Briskly written soap with down-to-earth types, mostly without the lachrymose contrivances of Hannah’s previous titles...

Sisters in and out of love.

Meghann Dontess is a high-powered matrimonial lawyer in Seattle who prefers sex with strangers to emotional intimacy: a strategy bound to backfire sooner or later, warns her tough-talking shrink. It’s advice Meghann decides to ignore, along with the memories of her difficult childhood, neglectful mother, and younger sister. Though she managed to reunite Claire with Sam Cavenaugh (her father but not Meghann’s) when her mother abandoned both girls long ago, Meghann still feels guilty that her sister’s life doesn’t measure up, at least on her terms.
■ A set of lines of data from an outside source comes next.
PR #1670, opened 2017-05-11
Fix various

pandafulmanda:
- [x] breadcrumb warnings
- [x] links for readings need previews
- [x] homework breadcrumbs should not be "shy", the main nav should be instead
- [x] readings double tap on submit and next step bug

### DIFF
--- a/tutor/src/flux/task-step.coffee
+++ b/tutor/src/flux/task-step.coffee
@@ -62,6 +62,10 @@ TaskStepConfig =
 
   complete: (id) ->
     @_change(id, {is_completed: true})
+    @_save(id)
+
+  completed: (obj, id) ->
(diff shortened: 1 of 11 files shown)


tutor/src/flux/task-step.coffee
```diff
@@ -62,6 +62,10 @@ TaskStepConfig =
 
   complete: (id) ->
     @_change(id, {is_completed: true})
+    @_save(id)
+
+  completed: (obj, id) ->
+    @_asyncStatus[id] = STATES.LOADED
 
   setAnswerId: (id, answer_id) ->
```
nathanstitt: Nice catch 😁

nathanstitt:
tanks for fixing bugs i left laying around on the steps stuff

Never married, Claire ekes out a living running a country campground with her dad and is raising her six-year-old daughter on her own. When she falls in love for the first time with an up-and-coming country musician, Meghann is appalled: Bobby Austin is a three-time loser at marriage—how on earth can Claire be so blind? Bobby’s blunt explanation doesn’t exactly satisfy the concerned big sister, who busies herself planning Claire’s dream wedding anyway. And, to relieve the stress, she beds various guys she picks up in bars, including Dr. Joe Wyatt, a neurosurgeon turned homeless drifter after the demise of his beloved wife Diane (whom he euthanized). When Claire’s awful headache turns out to be a kind of brain tumor known among neurologists as a “terminator,” Joe rallies. Turns out that Claire had befriended his wife on her deathbed, and now in turn he must try to save her. Is it too late? Will Meghann find true love at last?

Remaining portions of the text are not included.